[Dataset items]
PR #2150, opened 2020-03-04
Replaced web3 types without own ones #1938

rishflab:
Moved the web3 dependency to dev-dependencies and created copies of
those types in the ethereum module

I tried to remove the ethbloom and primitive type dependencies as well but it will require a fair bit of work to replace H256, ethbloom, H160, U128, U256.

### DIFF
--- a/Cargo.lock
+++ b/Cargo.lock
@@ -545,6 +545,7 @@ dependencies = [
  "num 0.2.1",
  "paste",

_WORK TO BE COMPLETED_: The word to find is "dependencies". Copy every line of the records that holds it.

_RESPONSE BOX_:
Moved the web3 dependency to dev-dependencies and created copies of
I tried to remove the ethbloom and primitive type dependencies as well but it will require a fair bit of work to replace H256, ethbloom, H160, U128, U256.
@@ -545,6 +545,7 @@ dependencies = [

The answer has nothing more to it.